Work instructions>
Please count the lines in these records that contain "github" and give only that count.

Exercise material>
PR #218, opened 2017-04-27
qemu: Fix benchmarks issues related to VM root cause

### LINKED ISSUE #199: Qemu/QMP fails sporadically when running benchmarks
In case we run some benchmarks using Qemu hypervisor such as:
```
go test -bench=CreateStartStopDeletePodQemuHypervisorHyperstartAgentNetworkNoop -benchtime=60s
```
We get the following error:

...

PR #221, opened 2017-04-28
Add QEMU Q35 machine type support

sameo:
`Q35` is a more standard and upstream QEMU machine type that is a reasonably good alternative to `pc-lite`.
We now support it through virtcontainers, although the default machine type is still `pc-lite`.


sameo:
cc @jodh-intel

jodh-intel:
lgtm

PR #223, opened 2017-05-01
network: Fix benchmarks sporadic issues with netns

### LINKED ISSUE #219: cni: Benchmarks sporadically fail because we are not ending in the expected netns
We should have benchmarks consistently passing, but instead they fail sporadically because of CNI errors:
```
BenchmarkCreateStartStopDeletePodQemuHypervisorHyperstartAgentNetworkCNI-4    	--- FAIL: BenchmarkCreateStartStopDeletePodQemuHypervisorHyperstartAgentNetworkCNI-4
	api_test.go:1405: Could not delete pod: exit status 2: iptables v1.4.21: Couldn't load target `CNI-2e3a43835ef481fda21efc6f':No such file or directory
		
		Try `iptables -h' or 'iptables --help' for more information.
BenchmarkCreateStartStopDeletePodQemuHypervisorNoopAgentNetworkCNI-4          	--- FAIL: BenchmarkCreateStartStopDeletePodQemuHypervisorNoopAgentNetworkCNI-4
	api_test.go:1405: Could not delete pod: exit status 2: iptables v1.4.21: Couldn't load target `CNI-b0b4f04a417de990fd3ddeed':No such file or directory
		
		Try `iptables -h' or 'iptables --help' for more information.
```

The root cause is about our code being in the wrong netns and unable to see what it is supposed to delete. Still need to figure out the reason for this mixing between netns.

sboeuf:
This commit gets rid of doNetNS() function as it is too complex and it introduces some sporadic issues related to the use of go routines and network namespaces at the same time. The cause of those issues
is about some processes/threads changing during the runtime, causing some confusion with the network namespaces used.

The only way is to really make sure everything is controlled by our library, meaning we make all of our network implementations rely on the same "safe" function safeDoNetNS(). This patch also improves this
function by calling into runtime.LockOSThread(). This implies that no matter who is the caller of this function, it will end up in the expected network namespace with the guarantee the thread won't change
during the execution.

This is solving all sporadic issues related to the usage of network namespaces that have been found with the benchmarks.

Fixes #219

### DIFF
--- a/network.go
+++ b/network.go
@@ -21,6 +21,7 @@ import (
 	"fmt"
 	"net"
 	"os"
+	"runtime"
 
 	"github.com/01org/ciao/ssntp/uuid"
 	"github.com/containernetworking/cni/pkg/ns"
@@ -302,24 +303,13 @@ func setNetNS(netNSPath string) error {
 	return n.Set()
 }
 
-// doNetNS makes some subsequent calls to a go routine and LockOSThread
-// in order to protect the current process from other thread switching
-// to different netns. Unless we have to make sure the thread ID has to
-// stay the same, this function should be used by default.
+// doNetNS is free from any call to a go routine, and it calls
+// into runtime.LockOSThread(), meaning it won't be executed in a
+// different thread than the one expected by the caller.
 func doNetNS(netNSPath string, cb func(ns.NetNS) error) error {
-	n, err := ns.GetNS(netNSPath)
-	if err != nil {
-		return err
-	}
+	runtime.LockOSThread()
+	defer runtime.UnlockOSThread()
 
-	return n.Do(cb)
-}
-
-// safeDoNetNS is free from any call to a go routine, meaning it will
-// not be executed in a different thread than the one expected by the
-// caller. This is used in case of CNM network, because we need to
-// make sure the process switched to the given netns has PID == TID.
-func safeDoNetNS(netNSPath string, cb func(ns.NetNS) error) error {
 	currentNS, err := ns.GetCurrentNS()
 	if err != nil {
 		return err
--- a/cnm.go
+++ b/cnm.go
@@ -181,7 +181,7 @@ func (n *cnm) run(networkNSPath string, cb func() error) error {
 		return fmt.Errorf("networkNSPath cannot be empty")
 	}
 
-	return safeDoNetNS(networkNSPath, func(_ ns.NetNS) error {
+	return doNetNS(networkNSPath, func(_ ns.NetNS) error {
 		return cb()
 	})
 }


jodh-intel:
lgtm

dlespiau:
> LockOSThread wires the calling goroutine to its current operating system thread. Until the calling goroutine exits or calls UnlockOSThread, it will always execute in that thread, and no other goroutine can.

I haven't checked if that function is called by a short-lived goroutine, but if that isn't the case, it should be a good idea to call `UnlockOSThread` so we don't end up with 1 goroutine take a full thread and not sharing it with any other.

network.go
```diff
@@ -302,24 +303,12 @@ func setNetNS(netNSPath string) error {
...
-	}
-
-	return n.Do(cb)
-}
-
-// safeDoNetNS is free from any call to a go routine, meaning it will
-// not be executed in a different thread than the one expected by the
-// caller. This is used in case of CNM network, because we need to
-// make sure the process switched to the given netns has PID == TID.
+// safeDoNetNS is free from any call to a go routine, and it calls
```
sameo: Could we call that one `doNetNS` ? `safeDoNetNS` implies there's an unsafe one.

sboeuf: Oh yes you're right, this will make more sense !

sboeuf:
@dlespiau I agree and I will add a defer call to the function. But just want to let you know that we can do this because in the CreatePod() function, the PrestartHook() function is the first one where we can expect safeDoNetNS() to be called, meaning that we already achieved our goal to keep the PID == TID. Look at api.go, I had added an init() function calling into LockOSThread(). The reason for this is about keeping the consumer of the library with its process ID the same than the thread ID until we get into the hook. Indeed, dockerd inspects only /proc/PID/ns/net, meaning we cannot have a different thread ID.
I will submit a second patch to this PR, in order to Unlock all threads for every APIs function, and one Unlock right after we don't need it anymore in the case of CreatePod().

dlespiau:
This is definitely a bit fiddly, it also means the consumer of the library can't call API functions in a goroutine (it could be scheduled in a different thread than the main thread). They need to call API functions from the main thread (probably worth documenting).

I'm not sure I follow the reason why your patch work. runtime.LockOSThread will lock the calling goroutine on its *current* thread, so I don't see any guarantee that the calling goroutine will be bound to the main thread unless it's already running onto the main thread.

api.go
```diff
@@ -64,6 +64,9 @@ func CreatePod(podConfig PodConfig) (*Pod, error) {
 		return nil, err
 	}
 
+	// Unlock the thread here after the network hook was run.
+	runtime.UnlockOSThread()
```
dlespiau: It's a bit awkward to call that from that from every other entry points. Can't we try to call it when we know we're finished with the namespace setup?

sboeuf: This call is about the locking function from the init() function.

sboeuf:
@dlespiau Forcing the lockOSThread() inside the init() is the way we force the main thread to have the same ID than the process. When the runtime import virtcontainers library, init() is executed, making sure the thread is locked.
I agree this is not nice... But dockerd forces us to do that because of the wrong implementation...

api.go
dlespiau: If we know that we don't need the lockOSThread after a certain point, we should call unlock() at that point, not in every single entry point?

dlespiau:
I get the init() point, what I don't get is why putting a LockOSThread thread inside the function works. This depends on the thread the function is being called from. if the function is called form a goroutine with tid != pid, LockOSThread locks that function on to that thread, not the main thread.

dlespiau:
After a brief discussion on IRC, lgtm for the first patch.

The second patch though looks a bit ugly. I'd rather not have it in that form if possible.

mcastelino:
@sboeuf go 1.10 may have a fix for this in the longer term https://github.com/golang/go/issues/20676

Response to the exercise>
3